» INFORMATION PROVIDED
Issue #690, opened 2019-05-06
RFC: leave only one element in the non empty returned array


maks-rafalko:
For the following method

```php
public function getSomeCollection(): array
{
    // ...
    
    return $collection;
}
```

we can return a mutated collection with only one element instead of N.

```diff
- return $collection;
+ return \count($collection) > 1 ? [array_keys($collection)[0] => array_values($collection)[0]] : $collection;
```

#### Why `[array_keys($c)[0] => array_values($c)[0]]`?

Because array can be indexed by string keys, by IDs, so not just by indexes `0..N`.

With such code

```php
$collection = [33 => $userObject1, 44 => $userObject2];
```

`[array_keys($collection)[0] => array_values($collection)[0]]` will be evaluated to `[33 => $userObject1];`

and 

```php
$collection = ['abc'=> 1, 'def' => 2];
```
will be evaluated to `['abc'=> 1];`

What do you think?

BackEndTea:
I think this could be a decent mutator, but it may be too complex of a mutation for it to make sense to users.

If i see the following diff, then i don't really know what is being mutated. So far, all diffs make it pretty clear what the 'new' behaviour of the code is.
```diff
- return $collection;
+ return \count($collection) > 1 ? [array_keys($collection)[0] => array_values($collection)[0]] : $collection;
```

So personally i'd say no to this mutator.

localheinz:
How about using `array_slice()` then?

borNfreee:
`array_slice()` with `preserve_keys=true` should do the job, thank you @localheinz 👍 

```php
array_slice(['abc'=> 1, 'def' => 2], 0, 1, true) // ['abc' => 1]

array_slice([33 => $userObject1, 44 => $userObject2], 0, 1, true) // [33 => $userObject1]
```

So the diff will be:

```diff
- return $collection;
+ return \count($collection) > 1 ? array_slice($collection, 0, 1, true) : $collection;
```

PR #649, opened 2019-03-03
#597 Array item removal mutator

majkel89:
This PR:

- [x] Adds new mutator - ArrayItemRemoval
- [x] Covered by tests
- [x] Doc PR: `https://github.com/infection/site/pull/120`

Fixes #597

PR #735, opened 2019-07-01
Leave only one element in the non empty returned array

maks-rafalko:
This PR:

- [x] Adds new Mutator described in https://github.com/infection/infection/issues/690
- [x] Covered by tests
- [x] Doc PR: https://github.com/infection/site/pull/131

Closes https://github.com/infection/infection/issues/690

### DIFF
--- a/src/Mutator/ReturnValue/ArrayOneItem.php
+++ b/src/Mutator/ReturnValue/ArrayOneItem.php
@@ -1,0 +1,116 @@
+<?php
+/**
+ * This code is licensed under the BSD 3-Clause License.
+ *
+ * Copyright (c) 2017, Maks Rafalko
+ * All rights reserved.
+ *
+ * Redistribution and use in source and binary forms, with or without
+ * modification, are permitted provided that the following conditions are met:
+ *
+ * * Redistributions of source code must retain the above copyright notice, this
+ *   list of conditions and the following disclaimer.
+ *
+ * * Redistributions in binary form must reproduce the above copyright notice,
+ *   this list of conditions and the following disclaimer in the documentation
+ *   and/or other materials provided with the distribution.
+ *
+ * * Neither the name of the copyright holder nor the names of its
+ *   contributors may be used to endorse or promote products derived from
+ *   this software without specific prior written permission.
+ *
+ * THIS SOFTWARE IS PROVIDED BY THE COPYRIGHT HOLDERS AND CONTRIBUTORS "AS IS"
+ * AND ANY EXPRESS OR IMPLIED WARRANTIES, INCLUDING, BUT NOT LIMITED TO, THE
+ * IMPLIED WARRANTIES OF MERCHANTABILITY AND FITNESS FOR A PARTICULAR PURPOSE ARE
+ * DISCLAIMED. IN NO EVENT SHALL THE COPYRIGHT HOLDER OR CONTRIBUTORS BE LIABLE
+ * FOR ANY DIRECT, INDIRECT, INCIDENTAL, SPECIAL, EXEMPLARY, OR CONSEQUENTIAL
+ * DAMAGES (INCLUDING, BUT NOT LIMITED TO, PROCUREMENT OF SUBSTITUTE GOODS OR
+ * SERVICES; LOSS OF USE, DATA, OR PROFITS; OR BUSINESS INTERRUPTION) HOWEVER
+ * CAUSED AND ON ANY THEORY OF LIABILITY, WHETHER IN CONTRACT, STRICT LIABILITY,
+ * OR TORT (INCLUDING NEGLIGENCE OR OTHERWISE) ARISING IN ANY WAY OUT OF THE USE
+ * OF THIS SOFTWARE, EVEN IF ADVISED OF THE POSSIBILITY OF SUCH DAMAGE.
+ */
+
+declare(strict_types=1);
+
+namespace Infection\Mutator\ReturnValue;
+
+use Infection\Mutator\Util\Mutator;
+use Infection\Visitor\ReflectionVisitor;
+use PhpParser\Node;
+
+/**
+ * @internal
+ */
+final class ArrayOneItem extends Mutator
+{
+    /**
+     * Leaves only one item in the returned array
+     *
+     * Replaces "return $collection;" with "return count($collection) > 1 ? array_slice($collection, 0, 1, true) : $collection;"
+     *
+     * @param Node&Node\Stmt\Return_ $node
+     *
+     * @return Node\Stmt\Return_
+     */
+    public function mutate(Node $node)
+    {
+        /** @var Node\Expr\Variable $expression */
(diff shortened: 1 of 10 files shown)


tests/Fixtures/Autoloaded/ArrayOneItem/does-not-mutate-raw-array.php
```diff
@@ -0,0 +1,11 @@
+<?php
+
+namespace ArrayOneItem_RawArray;
+
+class Test
+{
+    public function getCollection(): array
+    {
+        return [];
```
BackEndTea: What is the reason for not mutating a raw array?

src/Mutator/ReturnValue/ArrayOneItem.php
```diff
@@ -0,0 +1,116 @@
...
+        }
+
+        $returnType = $functionScope->getReturnType();
+
+        if ($returnType instanceof Node\Identifier) {
+            $returnType = $returnType->name;
+        }
+
+        // no return value specified
+        if (null === $returnType) {
```
BackEndTea: I think we can safely ommit this check here, since `\is_string($returnType)` already catches that

BackEndTea:
I was thinking maybe we could use `array_key_first`, but because `array_value_first` didn't get implemented, that isn't as useful.

tests/Fixtures/Autoloaded/ArrayOneItem/does-not-mutate-raw-array.php
maks-rafalko: Well, there are several reasons:

1. First of all, when you return a raw array (not a variable) from the method/function, you are likely using object-like arrays, not collections. For example

    ```php
    public function getDefaults(): array
    {
        return [
            'a' => 0,
            'b' => 1,
            'c' => 2,
        ];
    }
    ```

    Mutating such an array will produce the following diff, which is very unfriendly:

    ```diff
    public function getDefaults(): array
    {
    -        return [
    -            'a' => 0,
    -            'b' => 1,
    -            'c' => 2,
    -        ];
    +        return count([
    +            'a' => 0,
    +            'b' => 1,
    +            'c' => 2,
    +        ]) > 1 ? array_splice([
    +            'a' => 0,
    +            'b' => 1,
    +            'c' => 2,
    +        ], 0, 1, true) : [
    +            'a' => 0,
    +            'b' => 1,
    +            'c' => 2,
    +        ];
    }
    ```

    This is hard to read and understand.

2. For object-like arrays, we already have the following mutator:

    ```diff
    public function getDefaults(): array
    {
        return [
    -       'a' => 0,
    +       'a' > 0,
            'b' => 1,
            'c' => 2,
        ];
    }
    ```

    Thus, if you are killing such mutant by test, you will 99% kill the `ArrayOneItem` mutant since you are checking the keys of the array. Here we will have a "duplication".

BackEndTea: Makes sense, forgot about that last mutator.

maks-rafalko:
Thank you @sanmai & @BackEndTea

tests/Mutator/ReturnValue/ArrayOneItemTest.php
```diff
@@ -0,0 +1,102 @@
...
+<?php
+
+namespace ArrayOneItem_NotNullableArray;
+
+class Test
+{
+    public function getCollection() : array
+    {
+        $collection = [1, 2, 3];
+        return count($collection) > 1 ? array_slice($collection, 0, 1, true) : $collection;
```
morozov: The fact that the mutation produces a conditional statement opens up the possibility of false positives. At the code execution time, depending on the size of the collection, the mutation may or may not effectively happened but it will also be counted as such.

Some collections have one element by design. For instance, all sorts of JSON-based API responses that have one top-level element:
```js
{
   "response": { /* ... */}
}
```

The code that consumes this API and the corresponding tests don't expect any other elements in the collection, therefore the mutation (that effectively doesn't change anything) passes.

maks-rafalko: Agree. And this is where the user can disable mutator for particular line, method or completely for the project.

Do you have any suggestions here?

This mutator is useful for the opposite scenario, where we are working with e.g. Doctrine repositories and expect > 1 elements in the returned array.

morozov: > This mutator is useful for the opposite scenario, where we are working with e.g. Doctrine repositories and expect > 1 elements in the returned array.

Do you mean that they expect more than one item but only check the first one? Shouldn't the `ArrayItemRemoval` mutation flag such tests?

> Do you have any suggestions here?

Judging by the documentation, this is the only mutation that generates a conditional, one branch of which is the same as the original code. I suggest to avoid that and make sure the code is mutated unconditionally (however it's still not clear how it's different from `ArrayItemRemoval`).

maks-rafalko: > Shouldn't the `ArrayItemRemoval` mutation flag such tests?

`ArrayItemRemoval` mutates the raw arrays, not variables. When you literally have `['a' => 1, 2, 3, 'd' => 4]` for example.

This mutator, `ArrayOneItem`, mutates variables. That's the difference.

morozov: Indeed, even item removal cannot be done unconditionally. You cannot remove it from an empty array. Still, throwing an exception on an unsuccessful mutation should help avoid false positives.

maks-rafalko: > even item removal cannot be done unconditionally. You cannot remove it from an empty array

we [don't mutate ](https://github.com/infection/infection/pull/649/files#diff-871cc5d111cdcdea40d147449608faeeR55-R107)empty array with `ArrayItermRemoval1 mutator :) So there are no conditions.

> Still, throwing an exception on an unsuccessful mutation should help avoid false positives.

Do you have false-positives with `ArrayOneItem` mutator because of conditions? What is the real source code?

I'm open to change it to throw an exception, just need more information about real cases and then we can create issue and discuss farther / implement.

morozov: > we [don't mutate ](https://github.com/infection/infection/pull/649/files#diff-871cc5d111cdcdea40d147449608faeeR55-R107)empty array with `ArrayItermRemoval` mutator :) So there are no conditions.

That's the thing. You can see if the array literal is empty at mutation time and avoid false positives but you cannot do the same with a variable.

> Do you have false-positives with `ArrayOneItem` mutator because of conditions? What is the real source code?

Yes. See https://github.com/morozov/kih/pull/13.

BackEndTea: I have put this into an issue so we can track this a bit better: https://github.com/infection/infection/issues/803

» AIM OF THE EXERCISE
Using the entries above, determine how many lines include the string "source" and write only that number.

» EXERCISE RESULT
4